И все же хотелось бы узнать чего нам ожидать от белорусского приема? Сумма оплаты заявлена не маленькая, хотелось бы знать во что "вляпываемся"...

----------


## IRUSIK77

*Tavina*
в Белоруссии всегда подобные мероприятия на очень и очень высоком уровне! Тем более место проведения какое шикарное - озеро Нарочь, это рядом с Минском (из Минска маршрутки туда ходят). Уверена, что не пожалеете!
Я со своей дочерью тоже туда еду, но мы едем не с проживанием, а будем жить у родственников в Минске. Мы хотели в Тюмень ехать на Розу ветров, но узнали, что летом в Минске будет, поэтому от Тюмени отказались. 
http://www.youtube.com/user/zaharova77

----------


## Tavina

*IRUSIK77*, спасибо за информацию - от сердца отлегло... Кстати у меня в 
г. Кобрин тоже родственники живут, можно было бы устроиться, но... я еду (если решится вопрос с финансами, тьфу-тьфу) как руководитель, со своей воспитанницей, поэтому мне интересна вся программа, которую предлагают организаторы. Что ж, возможно встретимся на конкурсе, удачи!

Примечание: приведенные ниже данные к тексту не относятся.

PR #147, opened 2017-03-15
Improve DateTime formatting/granularity

gnat42:
I am targeting this branch, because this is a BC safe change.

## Changelog
Added ability to format a DateTime per source property

```markdown
### Added
- Added ability to format dates on a per property basis for DoctrineORM/ODM Query Sources.
```
## To do
Add tests if the basic idea is acceptable
Expand to cover any other Source interfaces that could benefit from a similar ability.

- [ ] Update the tests
- [ ] Update the documentation
- [ ] Add an upgrade note

## Subject
This adds the ability to two DoctrineQuerySourceInterators to format
each DateTime field individually. It also allows for any source interface to be more extensible.

### DIFF
--- a/src/Formatter/ArrayFormatter.php
+++ b/src/Formatter/ArrayFormatter.php
@@ -1,0 +1,41 @@
+<?php
+
+/*
+ * This file is part of the Sonata Project package.
+ *
+ * (c) Thomas Rabaix <thomas.rabaix@sonata-project.org>
+ *
+ * For the full copyright and license information, please view the LICENSE
+ * file that was distributed with this source code.
+ */
+
+namespace Exporter\Formatter;
+
+use Symfony\Component\PropertyAccess\PropertyPath;
+
+final class ArrayFormatter implements DataFormatterInterface
+{
+    /**
+     * @inheritDoc
+     */
+    public function supports($data)
+    {
+        return (is_array($data) || $data instanceof \Traversable);
+    }
+
+    /**
+     * @inheritDoc
+     */
+    public function format($data, PropertyPath $propertyPath)
+    {
+        return null;
+    }
+
+    /**
+     * @inheritDoc
+     */
+    public function getPriority()
+    {
+        return 10;
+    }
+}
--- a/src/Formatter/DataFormatterInterface.php
+++ b/src/Formatter/DataFormatterInterface.php
@@ -1,0 +1,49 @@
+<?php
+
+/*
+ * This file is part of the Sonata Project package.
+ *
+ * (c) Thomas Rabaix <thomas.rabaix@sonata-project.org>
+ *
+ * For the full copyright and license information, please view the LICENSE
+ * file that was distributed with this source code.
+ */
+
+namespace Exporter\Formatter;
+
+use Symfony\Component\PropertyAccess\PropertyPath;
+
+/**
+ * Interface to implement for data formatters that will handle some
+ * input and format the output as desired for exporting. For example
+ * this can be used to format DateTime instances or any other objects
+ * that require custom or additional logic when exported as a string.
+ */
+interface DataFormatterInterface
+{
+    /**
+     * Determine if we know how to format this particular data type
+     *
+     * @param $data
+     * @return bool
+     */
+    public function supports($data);
+
+    /**
+     * Formats data
+     *
+     * @param $data
+     * @param PropertyPath $propertyPath
+     * @return string
+     */
+    public function format($data, PropertyPath $propertyPath);
+
+    /**
+     * Returns where in the formatting stack this should land must be greater than 0
+     * Lower priority is processed first. The first formatter found that supports a
+     * particular data type is called and no further processing occurs.
+     *
+     * @return int
+     */
+    public function getPriority();
+}
--- a/src/Formatter/DateTimeFormatter.php
+++ b/src/Formatter/DateTimeFormatter.php
@@ -1,0 +1,54 @@
+<?php
+
+/*
+ * This file is part of the Sonata Project package.
+ *
+ * (c) Thomas Rabaix <thomas.rabaix@sonata-project.org>
+ *
+ * For the full copyright and license information, please view the LICENSE
+ * file that was distributed with this source code.
+ */
+
+namespace Exporter\Formatter;
+
+use Symfony\Component\PropertyAccess\PropertyPath;
+
+final class DateTimeFormatter implements DataFormatterInterface
+{
+    /** @var null|string */
+    private $format = null;
+
+    /**
+     * DateTimeFormatter constructor.
+     * @param null|string $dateTimeFormat
+     */
+    public function __construct($dateTimeFormat = 'r')
+    {
+        $this->format = $dateTimeFormat;
+    }
+
+    /**
+     * @inheritDoc
+     * NEXT_MAJOR: can drop instanceof \DateTime can be removed when dropping php < 5.5
+     */
+    public function supports($data)
+    {
+        return $data instanceof \DateTime || $data instanceof \DateTimeInterface;
+    }
+
+    /**
+     * @inheritDoc
+     */
+    public function format($data, PropertyPath $propertyPath)
+    {
+        return $data->format($this->format);
+    }
+
+    /**
+     * @inheritDoc
+     */
+    public function getPriority()
+    {
+        return 100;
+    }
+}
--- a/src/Formatter/ObjectToStringFormatter.php
+++ b/src/Formatter/ObjectToStringFormatter.php
@@ -1,0 +1,41 @@
+<?php
+
+/*
+ * This file is part of the Sonata Project package.
+ *
+ * (c) Thomas Rabaix <thomas.rabaix@sonata-project.org>
+ *
+ * For the full copyright and license information, please view the LICENSE
+ * file that was distributed with this source code.
+ */
+
+namespace Exporter\Formatter;
+
+use Symfony\Component\PropertyAccess\PropertyPath;
+
+final class ObjectToStringFormatter implements DataFormatterInterface
+{
+    /**
+     * @inheritDoc
+     */
+    public function supports($data)
+    {
+        return is_object($data);
+    }
+
+    /**
+     * @inheritDoc
+     */
+    public function format($data, PropertyPath $propertyPath)
+    {
+        return (string) $data;
+    }
+
+    /**
+     * @inheritDoc
+     */
+    public function getPriority()
+    {
+        return 200;
+    }
+}
--- a/src/Source/DoctrineODMQuerySourceIterator.php
+++ b/src/Source/DoctrineODMQuerySourceIterator.php
@@ -14,6 +14,10 @@ namespace Exporter\Source;
 use Doctrine\ODM\MongoDB\Query\Query;
 use Doctrine\ORM\Internal\Hydration\IterableResult;
 use Exporter\Exception\InvalidMethodCallException;
+use Exporter\Formatter\ArrayFormatter;
+use Exporter\Formatter\DataFormatterInterface;
+use Exporter\Formatter\DateTimeFormatter;
+use Exporter\Formatter\ObjectToStringFormatter;
 use Symfony\Component\PropertyAccess\PropertyAccess;
 use Symfony\Component\PropertyAccess\PropertyPath;
 
@@ -40,14 +44,23 @@ class DoctrineODMQuerySourceIterator implements SourceIteratorInterface
     protected $propertyAccessor;
 
     /**
-     * @var string default DateTime format
+     * @var string $dateTimeFormat
      */
     protected $dateTimeFormat;
 
     /**
-     * @param Query  $query          The Doctrine Query
-     * @param array  $fields         Fields to export
-     * @param string $dateTimeFormat
+     * @var DataFormatterInterface[]
+     */
+    private $formatters = array();
+
+    /**
+     * NEXT_MAJOR: Change function signature to __construct(Query $query, array $fields, array $formatters)
+     *             Remove default set of formatters
+     *
+     * @param Query                    $query          The Doctrine Query
+     * @param array                    $fields         Fields to export
+     * @param string                   $dateTimeFormat
+     * @param DataFormatterInterface[] $formatters     Array of data formatters
      */
     public function __construct(Query $query, array $fields, $dateTimeFormat = 'r')
     {
@@ -64,7 +77,29 @@ class DoctrineODMQuerySourceIterator implements SourceIteratorInterface
             }
         }
 
-        $this->dateTimeFormat = $dateTimeFormat;
+        if (func_num_args() == 3 && is_string($dateTimeFormat)) {
+            // When removed, the code below initializing a default set of formatters should be rewritten as well
+            @trigger_error('Passing a dateTimeFormat string as the 4th parameter is deprecated since 1.7.2, to be removed in 2.0. '.
+                'Pass an array of DataFormatterInterfaces instead',
+                E_USER_DEPRECATED);
+        }
+
+        $formatters = array(new ArrayFormatter(), new DateTimeFormatter($dateTimeFormat), new ObjectToStringFormatter());
+        if (func_num_args() == 4) {
+            $formatters = array_merge($formatters, (array)func_get_arg(3));
+        }
+
+        foreach ($formatters as $formatter) {
+            $this->addFormatter($formatter);
+        }
+    }
+
+    /**
+     * @param DataFormatterInterface $formatter
+     */
+    private function addFormatter(DataFormatterInterface $formatter)
+    {
+        $this->formatters[$formatter->getPriority()] = $formatter;
     }
 
     /**
@@ -77,7 +112,7 @@ class DoctrineODMQuerySourceIterator implements SourceIteratorInterface
         $data = [];
 
         foreach ($this->propertyPaths as $name => $propertyPath) {
-            $data[$name] = $this->getValue($this->propertyAccessor->getValue($current, $propertyPath));
+            $data[$name] = $this->getValue($current, $propertyPath);
         }
 
         $this->query->getDocumentManager()->getUnitOfWork()->detach($current);
@@ -118,6 +153,8 @@ class DoctrineODMQuerySourceIterator implements SourceIteratorInterface
             throw new InvalidMethodCallException('Cannot rewind a Doctrine\ODM\Query');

*Добавлено через 27 секунд*
*IRUSIK77*, спасибо за информацию - от сердца отлегло... Кстати у меня в 
г. Кобрин тоже родственники живут, можно было бы устроиться, но... я еду (если решится вопрос с финансами, тьфу-тьфу) как руководитель, со своей воспитанницей, поэтому мне интересна вся программа, которую предлагают организаторы. Что ж, возможно встретимся на конкурсе, удачи!

----------


## bemole

*IRUSIK77*, а как и с кем решается финансовый вопрос участия в конкурсе без проживания? Может, Вы знаете, сколько это стоит?  Мы сами из Беларуси, дочке 8 лет, поёт. Опыта участия в подобных мероприятиях пока нет, но попробовать хотелось бы. К сожалению, финансировать приходится самим.

----------


## IRUSIK77

> дочке 8 лет, поёт. Опыта участия в подобных мероприятиях пока нет, но попробовать хотелось бы. К сожалению, финансировать приходится самим.


Аналогичная ситуация :Tender: , тоже 8 лет, тоже без опыта участия в конкурсах :Lex 07: . 




> *IRUSIK77*, а как и с кем решается финансовый вопрос участия в конкурсе без проживания? Может, Вы знаете, сколько это стоит?


Сейчас напишу Вам всё в личном сообщении.
http://www.youtube.com/user/zaharova77

----------


## Roza mira

Привет всем! Тоже неоднократно возила своих деток на различные "Розы ветров" - и в Тюмени были в этом году, на финалке в Москве, в Болгарию на "Трикси" от них ездили. Если честно, мнение о конкурсе противоречивое - они любят экономить, а мы любим тепло и комфорт ;))) В жюри и правда иногда разное кол-во человек, а хочется постоянства... А в целом, организаторы конкурса очень доброжелательные и милые девушки, всегда улыбаются, помогают решать все вопросы. Стараются сглаживать конфликты.
В Белорусию нас тоже пригласили, очень хочется поехать. Думаем пока.

----------


## Milya

*bemole*,
 В Минске живёт и работает хороший детский композитор Наташа Скопец - руководитель студии "Натали". Огромная просьба, если знаете, передайте привет.
Кстати. в детском журнале "Рюкзачок" иногда есть её диски с минусами.

----------


## IRUSIK77

*Milya*,
п0дскажите, пожалуйста, а где можно приобрести этот журнал "Рюкзачок"? Он где издается в России или Белоруссии?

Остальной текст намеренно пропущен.